Lysenkova Wiklander Mariya, Zachariah Dave, Krali Olga, Nordlund Jessica
Department of Medical Sciences, Uppsala University, Uppsala, Sweden.
SciLifeLab, Uppsala University, Uppsala, Sweden.
JCO Clin Cancer Inform. 2025 May;9:e2400324. doi: 10.1200/CCI-24-00324. Epub 2025 May 28.
Recent advances in machine learning have led to the development of classifiers that predict molecular subtypes of acute lymphoblastic leukemia (ALL) using RNA-sequencing (RNA-seq) data. Although these models have shown promising results, they often lack robust performance guarantees. The aim of this study was three-fold: to quantify the uncertainty of these classifiers, to provide prediction sets that control the false-negative rate (FNR), and to perform implicit error reduction by transforming incorrect predictions into uncertain predictions.
Conformal prediction (CP) is a distribution-agnostic framework for generating statistically calibrated prediction sets whose size reflects model uncertainty. In this study, we applied an extension called conformal risk control to three RNA-seq ALL subtype classifiers. Leveraging RNA-seq data from 1,227 patient samples taken at diagnosis, we developed a multiclass conformal predictor ALLCoP, which generates statistically guaranteed FNR-controlled prediction sets.

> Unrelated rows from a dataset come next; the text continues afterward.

PR #317, opened 2018-09-11
Remote console thread safe

rustamserg:
Make remote console thread safe
Fix memory leak on client closing


AMZN-puvvadar:
Hi @rustamserg ,

What's the rationale behind moving the FillAutoComplete function from the client to the server here?

rustamserg:
The problem we are trying to fix is caused by crash in FillAutoCompleteList when many clients are created simultaneously in different threads.

It is reproduced well in out automation testing that heavily uses remote console to orchestrate the test scenario.

Since all the clients share the single instance of the server we decided to move auto complete functionality into the server object and protect it with synchronization primitive.

If we decide to leave it on client then we need something global for all clients to make FillAutocompleteList function thread-safe.

AMZN-puvvadar:
Great, thanks! This will help us evaluate the change faster. We've started the review process on it.

AMZN-puvvadar:
Hi @rustamserg ,

PR #322, opened 2018-09-17
Enable Lensflares in Voxel GI mode

alex-leleka:
GI mode for Lens Flares is missed so it doesn't work in Voxel GI mode.


swebrett:
Hey, @alex-leleka !

Thanks for the pull request.  We'll take a look at the code, and get back to you soon!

ALLCoP was able to create prediction sets with specified FNR tolerances ranging from 7.5% to 30%. In a validation cohort, ALLCoP successfully reduced the FNR of the ALLIUM RNA-seq ALL subtype classifier from 8.95% to 3.5%. For patients whose subtype was not previously known, the use of ALLCoP was able to reduce the occurrence of empty predictions from 37% to 17%. Notably, up to 34% of the multiple-class prediction sets included the alt subtype, suggesting that increased prediction set size may reflect secondary aberrations and biological complexity, contributing to classifier uncertainty. Finally, ALLCoP was validated on two additional RNA-seq ALL subtype classifiers, ALLSorts and ALLCatchR.

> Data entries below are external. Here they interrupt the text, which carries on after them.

PR #323, opened 2018-09-28
Add Static MeshComponent to SVOGI

alex-leleka:
Add Static MeshComponent render nodes to svo ti so it can voxelize them.

### DIFF
--- a/dev/Gems/SVOGI/Code/Source/SvoBrick.cpp
+++ b/dev/Gems/SVOGI/Code/Source/SvoBrick.cpp
@@ -770,7 +770,8 @@ namespace SVOGI
             for (AZ::s32 nObjType = 0; nObjType < eERType_TypesNum; nObjType++)
             {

Our results highlight the potential of CP in enhancing the use of oncologic RNA-seq subtyping classifiers and also in uncovering additional molecular aberrations of potential clinical importance.

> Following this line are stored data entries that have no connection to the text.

PR #324, opened 2018-10-12
BeachCity Update

OneManStudios-Pa1:
Would you like to merge BeachCity project into Lumberyard?
I updated BeachCity to work with Lumberyard 1.15, I can give it as a PR or can share it separately as a zip file.


AMZN-alexpete:
Hi @OneManStudios-Pa1, thank you for your pull request, but we do not intend to include BeachCity in current releases of Lumberyard.  It has some great assets, but StarterGame is a better fit for customers who want assets and game logic.

PR #325, opened 2018-11-07
Bugfix: Peer can not activate netsynced entities after disconnecting …

CDufour909:
…from server

Fixes the issue where a peer disconnecting from a server could not automatically activate net-synced entities when loading a new local-only level.


AMZN-puvvadar:
Hi @CDufour909 ,

Thanks for the submission, we've started review of the change.

AMZN-puvvadar:
And we've accepted the change :)

Thanks again, for the submit!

机器学习的最新进展促使了一些分类器的开发,这些分类器利用RNA测序(RNA-seq)数据预测急性淋巴细胞白血病(ALL)的分子亚型。尽管这些模型已显示出有前景的结果,但它们往往缺乏可靠的性能保证。本研究的目的有三个:量化这些分类器的不确定性,提供控制假阴性率(FNR)的预测集,并通过将错误预测转化为不确定预测来进行隐式错误减少。
共形预测(CP)是一个与分布无关的框架,用于生成统计校准的预测集,其大小反映模型不确定性。在本研究中,我们将一种称为共形风险控制的扩展应用于三个RNA-seq ALL亚型分类器。利用来自1227例诊断时采集的患者样本的RNA-seq数据,我们开发了一个多类共形预测器ALLCoP,它生成具有统计保证的FNR控制预测集。
ALLCoP能够创建具有指定FNR容差范围从7.5%到30%的预测集。在一个验证队列中,ALLCoP成功地将ALLIUM RNA-seq ALL亚型分类器的FNR从8.95%降低到3.5%。对于亚型先前未知的患者,使用ALLCoP能够将空预测的发生率从37%降低到17%。值得注意的是,高达34%的多类预测集包含替代亚型,这表明预测集大小的增加可能反映了继发性畸变和生物学复杂性,导致分类器的不确定性。最后,ALLCoP在另外两个RNA-seq ALL亚型分类器ALLSorts和ALLCatchR上得到了验证。
我们的结果突出了CP在增强肿瘤RNA-seq亚型分类器应用方面的潜力,以及在揭示具有潜在临床重要性的其他分子畸变方面的潜力。